* ABOUT THIS EXERCISE: In this exercise, every entry below is to be reproduced word for word.

++++ EXERCISE DATA

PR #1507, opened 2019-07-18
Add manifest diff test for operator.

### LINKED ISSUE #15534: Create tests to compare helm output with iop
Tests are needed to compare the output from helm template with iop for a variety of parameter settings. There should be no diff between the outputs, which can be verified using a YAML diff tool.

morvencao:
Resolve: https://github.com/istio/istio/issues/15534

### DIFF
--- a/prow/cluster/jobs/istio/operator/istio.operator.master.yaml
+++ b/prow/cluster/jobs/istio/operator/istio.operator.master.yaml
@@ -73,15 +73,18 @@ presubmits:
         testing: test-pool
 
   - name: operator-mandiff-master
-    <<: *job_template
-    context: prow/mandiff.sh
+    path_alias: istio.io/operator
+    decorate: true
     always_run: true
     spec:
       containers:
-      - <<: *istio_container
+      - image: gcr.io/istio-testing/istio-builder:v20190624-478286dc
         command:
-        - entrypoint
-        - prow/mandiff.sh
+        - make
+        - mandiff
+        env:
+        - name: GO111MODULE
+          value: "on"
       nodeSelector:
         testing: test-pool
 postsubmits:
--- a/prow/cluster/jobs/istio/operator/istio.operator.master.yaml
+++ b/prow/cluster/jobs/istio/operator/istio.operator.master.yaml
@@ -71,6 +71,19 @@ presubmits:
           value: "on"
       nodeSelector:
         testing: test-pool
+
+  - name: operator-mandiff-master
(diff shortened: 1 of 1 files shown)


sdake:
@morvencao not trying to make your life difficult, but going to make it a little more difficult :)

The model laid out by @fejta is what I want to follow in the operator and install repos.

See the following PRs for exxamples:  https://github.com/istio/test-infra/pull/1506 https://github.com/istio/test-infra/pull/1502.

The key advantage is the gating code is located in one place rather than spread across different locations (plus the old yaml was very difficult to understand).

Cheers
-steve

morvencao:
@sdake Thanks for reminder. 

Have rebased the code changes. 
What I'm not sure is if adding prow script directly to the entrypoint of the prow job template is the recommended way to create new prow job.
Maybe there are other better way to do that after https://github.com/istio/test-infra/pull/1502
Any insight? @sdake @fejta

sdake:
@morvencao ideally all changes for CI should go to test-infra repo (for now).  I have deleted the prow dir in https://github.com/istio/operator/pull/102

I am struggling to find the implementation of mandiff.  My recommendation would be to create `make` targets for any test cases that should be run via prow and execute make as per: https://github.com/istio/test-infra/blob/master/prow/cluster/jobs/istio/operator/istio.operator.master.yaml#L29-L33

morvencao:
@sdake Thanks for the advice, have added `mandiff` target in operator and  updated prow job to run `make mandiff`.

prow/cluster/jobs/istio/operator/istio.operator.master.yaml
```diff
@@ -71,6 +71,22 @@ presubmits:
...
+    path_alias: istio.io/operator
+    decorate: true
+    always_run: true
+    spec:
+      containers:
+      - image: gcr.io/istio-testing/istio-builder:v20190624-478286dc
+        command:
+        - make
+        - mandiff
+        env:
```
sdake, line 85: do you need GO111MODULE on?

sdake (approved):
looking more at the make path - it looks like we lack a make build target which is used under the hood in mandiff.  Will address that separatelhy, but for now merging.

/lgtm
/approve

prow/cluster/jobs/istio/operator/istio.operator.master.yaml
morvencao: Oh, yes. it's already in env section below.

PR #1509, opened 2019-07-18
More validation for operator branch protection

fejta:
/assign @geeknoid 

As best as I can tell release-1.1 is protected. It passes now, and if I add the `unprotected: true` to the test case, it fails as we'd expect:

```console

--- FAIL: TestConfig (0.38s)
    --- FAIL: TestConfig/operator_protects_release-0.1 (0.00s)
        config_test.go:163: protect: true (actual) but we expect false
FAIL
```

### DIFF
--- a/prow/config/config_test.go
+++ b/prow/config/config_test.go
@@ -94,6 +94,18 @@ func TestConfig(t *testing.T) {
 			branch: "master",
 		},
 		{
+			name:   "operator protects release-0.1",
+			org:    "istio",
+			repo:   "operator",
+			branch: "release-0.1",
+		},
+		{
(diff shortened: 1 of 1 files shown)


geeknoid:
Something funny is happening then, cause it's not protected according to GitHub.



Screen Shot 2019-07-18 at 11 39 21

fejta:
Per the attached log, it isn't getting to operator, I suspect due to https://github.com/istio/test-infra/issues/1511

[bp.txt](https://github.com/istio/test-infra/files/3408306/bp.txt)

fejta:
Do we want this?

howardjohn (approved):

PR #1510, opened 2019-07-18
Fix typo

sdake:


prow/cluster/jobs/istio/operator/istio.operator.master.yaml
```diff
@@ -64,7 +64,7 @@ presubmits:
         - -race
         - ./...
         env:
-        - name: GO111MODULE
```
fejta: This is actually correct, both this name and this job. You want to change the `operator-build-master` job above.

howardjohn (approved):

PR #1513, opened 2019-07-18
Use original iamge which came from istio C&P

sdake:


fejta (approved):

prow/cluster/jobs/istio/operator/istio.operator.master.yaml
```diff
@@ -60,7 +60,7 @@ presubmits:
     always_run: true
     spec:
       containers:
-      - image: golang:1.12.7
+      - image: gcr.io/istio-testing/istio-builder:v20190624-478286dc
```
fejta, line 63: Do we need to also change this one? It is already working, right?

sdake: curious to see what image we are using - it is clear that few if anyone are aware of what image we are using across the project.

++++++++

* SOLUTION:
PR #1507, opened 2019-07-18
Add manifest diff test for operator.

### LINKED ISSUE #15534: Create tests to compare helm output with iop
Tests are needed to compare the output from helm template with iop for a variety of parameter settings. There should be no diff between the outputs, which can be verified using a YAML diff tool.

morvencao:
Resolve: https://github.com/istio/istio/issues/15534

### DIFF
--- a/prow/cluster/jobs/istio/operator/istio.operator.master.yaml
+++ b/prow/cluster/jobs/istio/operator/istio.operator.master.yaml
@@ -73,15 +73,18 @@ presubmits:
         testing: test-pool
 
   - name: operator-mandiff-master
-    <<: *job_template
-    context: prow/mandiff.sh
+    path_alias: istio.io/operator
+    decorate: true
     always_run: true
     spec:
       containers:
-      - <<: *istio_container
+      - image: gcr.io/istio-testing/istio-builder:v20190624-478286dc
         command:
-        - entrypoint
-        - prow/mandiff.sh
+        - make
+        - mandiff
+        env:
+        - name: GO111MODULE
+          value: "on"
       nodeSelector:
         testing: test-pool
 postsubmits:
--- a/prow/cluster/jobs/istio/operator/istio.operator.master.yaml
+++ b/prow/cluster/jobs/istio/operator/istio.operator.master.yaml
@@ -71,6 +71,19 @@ presubmits:
           value: "on"
       nodeSelector:
         testing: test-pool
+
+  - name: operator-mandiff-master
(diff shortened: 1 of 1 files shown)


sdake:
@morvencao not trying to make your life difficult, but going to make it a little more difficult :)

The model laid out by @fejta is what I want to follow in the operator and install repos.

See the following PRs for exxamples:  https://github.com/istio/test-infra/pull/1506 https://github.com/istio/test-infra/pull/1502.

The key advantage is the gating code is located in one place rather than spread across different locations (plus the old yaml was very difficult to understand).

Cheers
-steve

morvencao:
@sdake Thanks for reminder. 

Have rebased the code changes. 
What I'm not sure is if adding prow script directly to the entrypoint of the prow job template is the recommended way to create new prow job.
Maybe there are other better way to do that after https://github.com/istio/test-infra/pull/1502
Any insight? @sdake @fejta

sdake:
@morvencao ideally all changes for CI should go to test-infra repo (for now).  I have deleted the prow dir in https://github.com/istio/operator/pull/102

I am struggling to find the implementation of mandiff.  My recommendation would be to create `make` targets for any test cases that should be run via prow and execute make as per: https://github.com/istio/test-infra/blob/master/prow/cluster/jobs/istio/operator/istio.operator.master.yaml#L29-L33

morvencao:
@sdake Thanks for the advice, have added `mandiff` target in operator and  updated prow job to run `make mandiff`.

prow/cluster/jobs/istio/operator/istio.operator.master.yaml
```diff
@@ -71,6 +71,22 @@ presubmits:
...
+    path_alias: istio.io/operator
+    decorate: true
+    always_run: true
+    spec:
+      containers:
+      - image: gcr.io/istio-testing/istio-builder:v20190624-478286dc
+        command:
+        - make
+        - mandiff
+        env:
```
sdake, line 85: do you need GO111MODULE on?

sdake (approved):
looking more at the make path - it looks like we lack a make build target which is used under the hood in mandiff.  Will address that separatelhy, but for now merging.

/lgtm
/approve

prow/cluster/jobs/istio/operator/istio.operator.master.yaml
morvencao: Oh, yes. it's already in env section below.

PR #1509, opened 2019-07-18
More validation for operator branch protection

fejta:
/assign @geeknoid 

As best as I can tell release-1.1 is protected. It passes now, and if I add the `unprotected: true` to the test case, it fails as we'd expect:

```console

--- FAIL: TestConfig (0.38s)
    --- FAIL: TestConfig/operator_protects_release-0.1 (0.00s)
        config_test.go:163: protect: true (actual) but we expect false
FAIL
```

### DIFF
--- a/prow/config/config_test.go
+++ b/prow/config/config_test.go
@@ -94,6 +94,18 @@ func TestConfig(t *testing.T) {
 			branch: "master",
 		},
 		{
+			name:   "operator protects release-0.1",
+			org:    "istio",
+			repo:   "operator",
+			branch: "release-0.1",
+		},
+		{
(diff shortened: 1 of 1 files shown)


geeknoid:
Something funny is happening then, cause it's not protected according to GitHub.



Screen Shot 2019-07-18 at 11 39 21

fejta:
Per the attached log, it isn't getting to operator, I suspect due to https://github.com/istio/test-infra/issues/1511

[bp.txt](https://github.com/istio/test-infra/files/3408306/bp.txt)

fejta:
Do we want this?

howardjohn (approved):

PR #1510, opened 2019-07-18
Fix typo

sdake:


prow/cluster/jobs/istio/operator/istio.operator.master.yaml
```diff
@@ -64,7 +64,7 @@ presubmits:
         - -race
         - ./...
         env:
-        - name: GO111MODULE
```
fejta: This is actually correct, both this name and this job. You want to change the `operator-build-master` job above.

howardjohn (approved):

PR #1513, opened 2019-07-18
Use original iamge which came from istio C&P

sdake:


fejta (approved):

prow/cluster/jobs/istio/operator/istio.operator.master.yaml
```diff
@@ -60,7 +60,7 @@ presubmits:
     always_run: true
     spec:
       containers:
-      - image: golang:1.12.7
+      - image: gcr.io/istio-testing/istio-builder:v20190624-478286dc
```
fejta, line 63: Do we need to also change this one? It is already working, right?

sdake: curious to see what image we are using - it is clear that few if anyone are aware of what image we are using across the project.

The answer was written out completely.